PR #271, opened 2019-05-25
[IMPROVEMENT] initialize pydocstyle, stylize docstrings in root-level modules

thealphadollar:

---

The Pull Request adds the following features:

- Add `pydocstyle` to the Pipfile.
- Update instructions in the README to use `pydocstyle`
- Add `pydocstylerc` with rules to check only modules and root directory with `numpy` [docstring standards](http://www.pydocstyle.org/en/stable/error_codes.html).
- Add [and update] docstrings in modules present in the root folder.
- Add [and update] docstrings in authentication module.
- Change `cls` to `self` in object method.

### DIFF
--- a/database.py
+++ b/database.py
@@ -89,24 +89,23 @@ class EnumSymbol(object):
 class EnumMeta(type):
     """Generate new DeclEnum classes."""
 
-    def __init__(cls, classname, bases, dict_):
+    def __init__(self, classname, bases, dict_):
         """Initilize EnumMeta with class, name, value and description."""
-        cls._reg = reg = cls._reg.copy()
+        self._reg = reg = self._reg.copy()
         for k, v in dict_.items():
             if isinstance(v, tuple):
-                sym = reg[v[0]] = EnumSymbol(cls, k, *v)
-                setattr(cls, k, sym)
-        return type.__init__(cls, classname, bases, dict_)
+                sym = reg[v[0]] = EnumSymbol(self, k, *v)
+                setattr(self, k, sym)
+        return type.__init__(self, classname, bases, dict_)
 
-    @classmethod
-    def __iter__(cls):
+    def __iter__(self):
         """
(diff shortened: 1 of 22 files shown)


database.py
```diff
@@ -62,76 +61,115 @@ def __init__(self, cls_, name, value, description):
...
-                sym = reg[v[0]] = EnumSymbol(cls, k, *v)
-                setattr(cls, k, sym)
-        return type.__init__(cls, classname, bases, dict_)
+                sym = reg[v[0]] = EnumSymbol(self, k, *v)
+                setattr(self, k, sym)
+        return type.__init__(self, classname, bases, dict_)
 
-    def __iter__(cls):
-        return iter(cls._reg.values())
+    def __iter__(self):
```
canihavesomecoffee: Why change from `cls` to `self`?

run.py
```diff
@@ -88,12 +99,29 @@ def sub_menu_open(menu_entries, active_route):
...
 def date_time_format(value, fmt='%Y-%m-%d %H:%M:%S'):
+    """
+    Add datetime format filter.
+
+    :param value: date
+    :type value: datetime
+    :param fmt: format for the returned string, defaults to '%Y-%m-%d %H:%M:%S'
+    :type fmt: str, optional
+    :return: string representing date-time in given format
+    :rtype: str
```
canihavesomecoffee: Will be be able to drop the type & rtype if we switch to typing?

database.py
thealphadollar: I changed `cls` to `self` since the methods are not class method and hence should have `self` as the first argument.

http://pylint-messages.wikidot.com/messages:e0213

run.py
thealphadollar: Yes, we can drop `type` if we use typing but then if we generate documentation using some service it won't take into account the same and hence having both is redundant but better.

Directions for this task –
The answer must hold exactly the lines of the entries above, from the first line through the line that contains "-89,24 +89,23 @@", and no others.

Task response –
PR #271, opened 2019-05-25
[IMPROVEMENT] initialize pydocstyle, stylize docstrings in root-level modules

thealphadollar:

---

The Pull Request adds the following features:

- Add `pydocstyle` to the Pipfile.
- Update instructions in the README to use `pydocstyle`
- Add `pydocstylerc` with rules to check only modules and root directory with `numpy` [docstring standards](http://www.pydocstyle.org/en/stable/error_codes.html).
- Add [and update] docstrings in modules present in the root folder.
- Add [and update] docstrings in authentication module.
- Change `cls` to `self` in object method.

### DIFF
--- a/database.py
+++ b/database.py
@@ -89,24 +89,23 @@ class EnumSymbol(object):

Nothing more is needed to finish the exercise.